Adapting the location of projects and providing specially designed safe places for birds to nest at sea can help ensure offshore wind expansion is sympathetic to efforts to restore seabird populations.
A new report by the Royal Society for the Protection of Birds (RSPB), Powering Healthy Seas, brings together expertise from energy and conservation as the first step towards developing a blueprint for how offshore wind can be delivered safely while setting the “right conditions for seabird populations to recover and thrive again”.
Katie-jo Luxton at the RSPB said the current system is not working.
“Energy companies are being locked into development sites that are problematic for wildlife and the Secretary of State is regularly being asked to make impossible decisions that may achieve our energy targets but only at the expense of our seabirds and marine habitats,” she said.
Luxton added: “We need to change this, as the decisions we make today will have long lasting and potentially irreversible effects on seabird colonies that are already struggling.

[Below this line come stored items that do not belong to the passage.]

PR #104, opened 2017-11-17
Nginx ingress

### LINKED ISSUE #80: Ingress Default Backend doesn't know JSON
Implement a default backend for the nginx-ingress that speaks html and json. This is required for various clients to be able to detect and report an error.

auhlig:
we want the ingress custom backend is already deployed in the admin cluster in the kubernikus control plane. 
official helm chart for nginx-ingress as base but with custom backend that also knows json. fixes #80.

Initially I wanted to use it as a dependency but override the image of the custom backend, but that doesn't seem to work.

### DIFF
--- a/charts/kubernikus-system/charts/nginx-ingress/.helmignore
+++ b/charts/kubernikus-system/charts/nginx-ingress/.helmignore
@@ -1,0 +1,21 @@
+# Patterns to ignore when building packages.
+# This supports shell glob matching, relative path matching, and
+# negation (prefixed with !). Only one pattern per line.
+.DS_Store
+# Common VCS dirs
+.git/
+.gitignore
+.bzr/
+.bzrignore
+.hg/
+.hgignore
+.svn/
+# Common backup files
+*.swp
+*.bak
+*.tmp
+*~
+# Various IDEs
+.project
+.idea/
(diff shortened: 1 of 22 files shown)


charts/kubernikus-system/nginx-ingress/values.yaml
```diff
@@ -0,0 +1,245 @@
+## nginx configuration
+## Ref: https://github.com/kubernetes/ingress/blob/master/controllers/nginx/configuration.md
+##
+controller:
+  name: controller
+  image:
+    repository: gcr.io/google_containers/nginx-ingress-controller
+    tag: "0.9.0-beta.14"
```
databus23: Any reason we are not using latest (beta.17)?

auhlig: Right. I'll test in staging first and update this PR afterwards

auhlig:
Squashed, rebased and manually deployed to `k-staging` cluster. The custom backend currently only handles 404, 500

auhlig:
Wanted to test the new controller in staging first, but it's a mess since they changed all nginx-based annotations :-/ Should be easier to get it in here.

“This report clearly states what we need to do at a time when decision-makers are beginning to plan new developments.
“With the right planning and a cross sector approach, we can achieve world leading ocean recovery and secure renewable energy, but only if we take transformative Nature Positive action, now.”
RenewableUK’s Environmental Policy Analyst Juliette Webb said: “We’re working with the RSPB to ensure that we develop offshore wind farms in an environmentally sensitive way which protects birds and support marine ecosystems.
“This includes adapting the location of our wind farms and providing specially designed safe places for birds to nest at sea.”
The report looks at the need for a robust ecological evidence base to inform environmentally conscious siting of new offshore wind farms, country-level marine plans to provide clarity to marine users, impact assessments that identify cumulative impacts of multiple developments and innovative industry standards, supported by government policy.
It also explores adaptive management techniques that offer flexibility in the face of changing conditions or new information, strategic compensation, where necessary, to ensure ecological impacts are appropriately addressed and a marine net gain system to help drive nature recovery and improvement.
Today, all bar one of the UK’s 25 breeding seabirds are Red or Amber listed on the Birds of Conservation Concern, and this is before conservationists are able to fully understand the impact of this years’ Avian Influenza outbreak on colony populations.
With government commitments to tackle the nature and climate emergency, there are legally binding targets for halting species decline and reducing greenhouse gases by decarbonising the energy sector.